Since God, the Creator and Lord of all beings, is the central belief in Islam, gaining His blessing was viewed as essential in Muslim life. The theme of “gaining blessing of God by doing “kebaikan” (good deeds) and worship” mirrored the firm belief of the informants in God. Kutty23 stated that blessing in Islam means mercy of God which indicates His love and eternal salvation for the blessed ones. Islam is essentially surrendering self totally to God by dedicating everything to Him. Thus, every single utterance or deed that is begun in the Name of Allah and with the intention of seeking the pleasure of Allah is considered blessed; likewise, each and every matter that is not begun in the Name of Allah is considered disfigured. Doing good deeds and worship God is a mean to gain blessing of God. Some examples of doing good deeds that are recommended by Islamic teaching were patience, control over passions and desires, control over bad temper, prayer regularly, visiting the mosque, reading the Qur’an, family gathering, concern for the community matters, etc. True and sincere worship creates humbleness and it always leads to more acts of goodness and virtues24.

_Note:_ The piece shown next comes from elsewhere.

PR #1993, opened 2015-01-27
ENG-7472 fixed timestamps in @SnapshotScan

dweiss88:


src/frontend/org/voltdb/SnapshotScanAgent.java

PLWH show commonalities in terms of having similar issues related to deal with HIV/AIDS and its impacts. “Building “persaudaraan” (brotherhood) and “jejaring” (networking) to share, support, and help each other” indicated they care for each other, which reflects the implementation of their cultural and religious beliefs. In Islam, all people constitute one brotherhood. No one is beyond the borders of this brotherhood. Islam makes it clear that wealth, position, lineage or social status are not valid reasons for feeling arrogant or superior25. Feeling of having commonalities which are supported by religious beliefs has driven PLWH to cultivate a culture of brotherhood which allowed them to share, help, and support each other.

V. Conclusion and recomendations

This study presented “caring for self” constructed among PLWH in Bandung community which reflected universality and diversity of cultural beliefs and values. The results might be very helpful in developing community based care related to religious and cultural belief, as well as self help groups in dealing with feelings and living positively with HIV. The findings of the study would suggest the health care providers, particularly nurses, to recognize and acknowledge the culturally-bound meaning of caring in order to provide culturally congruent care for PLWH. Further studies are required such as culture of care among other population in various geographic areas to enrich transcultural care knowledge throughout Indonesia, identify the process and outcomes of caring to strengthen the caring practices among PLWH.